Data extracts below:

Issue #5763, opened 2024-02-01
Rework DDEV configuration model using Viper


rfay:
### Is there an existing issue for this?

- [X] I have searched the existing issues

### Is your feature request related to a problem?

DDEV uses go-yaml to read config files, but Viper has much more capability, including overriding with environment variables, much more robust. We could solve lots of things and rework config if we switched, and probably avoid some of the classic go-yaml failures as well.

### Describe your solution

Use viper completely for config.

rfay:
@stasadev pointed out this article of frustration with some features of viper: https://www.linkedin.com/pulse/why-i-moving-away-from-spf13viper-koanf-joe-z-ifcqc/

stasadev:
Viper alternatives https://www.reddit.com/r/golang/comments/s59gws/im_looking_for_a_good_alternativ_to_viper/

rfay:
Related: 
* https://github.com/ddev/ddev/issues/4596

PR #7062, opened 2025-03-10
fix: make `ddev config` work with project name from `config.*.yaml`, fixes #7060

### LINKED ISSUE #7060: Cause ddev config commands to respect project name specified in config.local.yaml

For my projects, the config.yaml file is checked into the repo.  I often have multiple copies of the site and have a config.local.yaml where I override the name.  Some ddev commands get confused and operate on the name specified in the config.yaml rather than the name specified in the config.local.yaml.  I recently learned that one option is to remove the name line from the checked in config.yaml which causes ddev to default to using the directory name as the project name.  While this is an excellent option, perhaps it would be better to make ddev respect the new name.

### Describe your solution

Update ddev commands to use the name specified in the config.local.yaml file rather than to use the name specified in the config.yaml

### Describe alternatives

_No response_

### Additional context

_No response_

stasadev:
## The Issue

- #7060

```
mkdir foo && cd foo
ddev config --omit-containers=db
ddev delete -Oy

# remove name
sed -i '1d' .ddev/config.yaml

# set a different name
echo "name: bar" > .ddev/config.local.yaml

ddev start
Starting bar...

ddev stop

ddev config --auto
this project root '/home/stas/code/ddev/foo' already contains a project named 'bar'. You may want to remove the existing project with "ddev stop --unlist bar"

ddev stop --unlist bar

# this adds "name: foo" to .ddev/config.yaml
ddev config --webserver-type apache-fpm

ddev start
Starting bar...
```

So you need to unlist the project before running `ddev config` to make it work.

But it must simply work with the `name` we already have from `.ddev/config.local.yaml`

- Sets app name to the appropriate value, so it won't throw an error.
- Doesn't write the `name` to `.ddev/config.yaml` if you already have it in `.ddev/config.*.yaml`.

```
mkdir foo && cd foo
ddev config --omit-containers=db
ddev delete -Oy

# remove name
sed -i '1d' .ddev/config.yaml

# set a different name
echo "name: bar" > .ddev/config.local.yaml

ddev start
Starting bar...

ddev stop

ddev config --auto
You are reconfiguring the project at /home/stas/code/ddev/foo.
Configuring a 'php' project named 'bar' with docroot '' at '/home/stas/code/ddev/foo'.
```

### DIFF
--- a/cmd/ddev/cmd/config.go
+++ b/cmd/ddev/cmd/config.go
@@ -343,12 +343,9 @@ func getConfigApp(_ string) *ddevapp.DdevApp {
 	if err != nil {
 		util.Failed("Could not create a new config: %v", err)
 	}
-	// If the project name is changed to something else in the config overrides, update it here.
-	appWithOverrides, err := ddevapp.NewApp(appRoot, true)
-	if err != nil {
-		util.Failed("Could not create a new config: %v", err)
+	if err = app.RespectConfigNameOverride(); err != nil {
+		util.Failed("Could not check for name override: %v", err)
 	}
-	app.Name = appWithOverrides.Name
 	return app
 }
 
--- a/cmd/ddev/cmd/config.go
+++ b/cmd/ddev/cmd/config.go
@@ -343,8 +343,8 @@ func getConfigApp(_ string) *ddevapp.DdevApp {
 	if err != nil {
 		util.Failed("Could not create a new config: %v", err)
 	}
-	if err = app.RespectConfigNameOverride(); err != nil {
-		util.Failed("Could not check for name override: %v", err)
+	if hasConfigNameOverride, newName := app.HasConfigNameOverride(); hasConfigNameOverride {
+		app.Name = newName
 	}
 	return app
 }
--- a/cmd/ddev/cmd/config.go
+++ b/cmd/ddev/cmd/config.go
@@ -343,6 +343,12 @@ func getConfigApp(_ string) *ddevapp.DdevApp {
 	if err != nil {
 		util.Failed("Could not create a new config: %v", err)
 	}
+	// If the project name is changed to something else in the config overrides, update it here.
+	appWithOverrides, err := ddevapp.NewApp(appRoot, true)
+	if err != nil {
+		util.Failed("Could not create a new config: %v", err)
+	}
+	app.Name = appWithOverrides.Name
 	return app
 }
 
--- a/cmd/ddev/cmd/config_test.go
+++ b/cmd/ddev/cmd/config_test.go
@@ -888,3 +888,53 @@ func TestDrupalAppTypeUsage(t *testing.T) {
 	require.NoError(t, err)
 	require.Equal(t, nodeps.AppTypeDrupalLatestStable, app.Type)
 }
+
+// TestConfigRespectNameOverride tests that `ddev config` respects name override from `.ddev/config.*.yaml` files
+func TestConfigRespectNameOverride(t *testing.T) {
+	assert := asrt.New(t)
+
+	projectName := strings.ToLower(t.Name())
+	origDir, _ := os.Getwd()
+	_, _ = exec.RunHostCommand(DdevBin, "stop", "--unlist", projectName)
+
+	// Create a temporary directory and switch to it.
+	tmpDir := testcommon.CreateTmpDir(t.Name())
+	_ = os.Chdir(tmpDir)
+
+	var err error
+
+	t.Cleanup(func() {
+		err = os.Chdir(origDir)
+		assert.NoError(err)
+		out, err := exec.RunHostCommand(DdevBin, "delete", "-Oy", projectName)
+		assert.NoError(err, "output=%s", out)
+		_ = os.RemoveAll(tmpDir)
+	})
+
+	_ = os.Chdir(tmpDir)
+
+	// Create a dummy config file to make it look like it's an existing project
+	// Otherwise DDEV will not read the override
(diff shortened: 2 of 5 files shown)


cmd/ddev/cmd/config.go
```diff
@@ -340,6 +340,12 @@ func getConfigApp(_ string) *ddevapp.DdevApp {
 	if err != nil {
 		util.Failed("Could not create a new config: %v", err)
 	}
+	// If the project name is changed to something else in the config overrides, update it here.
+	appWithOverrides, err := ddevapp.NewApp(appRoot, true)
+	if err != nil {
+		util.Failed("Could not create a new config: %v", err)
+	}
+	app.Name = appWithOverrides.Name
```
rfay, line 348: Why just do the name? Isn't this a general problem with anything that might be in the override file? Like PHP version, etc?

rfay (commented):
Thanks for taking this on!

cmd/ddev/cmd/config.go
stasadev: Because it will bring all overrides that you have in `.ddev/config.local.yaml` to `.ddev/config.yaml`.

If you have something like this in the override:

```yaml
additional_hostnames:
    - foo
    - bar
```

it will be copied to the main config file. Do we really want that?

stasadev: I mean, people use these overrides to keep the main config clean, and if you pull some add-on, run `ddev config --auto` and remove that add-on, the entire add-on config (defined in `config.*.yaml`) will still be in your main config.

rfay: Agreed. This is a difficult problem, and the long-term solution is probably in the other issue. Here are you rewriting the `name` in config.yaml or leaving it alone in the end?

Probably we should be only writing things that originally exist in the config.yaml and aren't overwritten by `config.*.yaml` That's probably difficult. OK with smaller scope, but hate to solve only one possible problem.

We may want to just say to people using `config.*.yaml` "do not use `ddev config`"

rfay: Or maybe `ddev config` should just detect the existence of `config.*.yaml` and refuse, saying "Please edit your files instead of using this"

stasadev: > Here are you rewriting the name in config.yaml or leaving it alone in the end?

End of Data extracts.

Work instruction: Looking at the records above, say how many of their lines include the word "newName", with no other words.

Final answer: 2